━━━ Available data

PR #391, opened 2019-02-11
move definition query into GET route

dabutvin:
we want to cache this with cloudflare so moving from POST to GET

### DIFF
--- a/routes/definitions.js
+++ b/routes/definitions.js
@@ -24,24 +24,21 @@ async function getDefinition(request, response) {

━━━━━━

• [Task to carry out] Write out the material once more so that every line matches exactly.

• [Output]
PR #391, opened 2019-02-11
move definition query into GET route

dabutvin:
we want to cache this with cloudflare so moving from POST to GET

### DIFF
--- a/routes/definitions.js
+++ b/routes/definitions.js
@@ -24,24 +24,21 @@ async function getDefinition(request, response) {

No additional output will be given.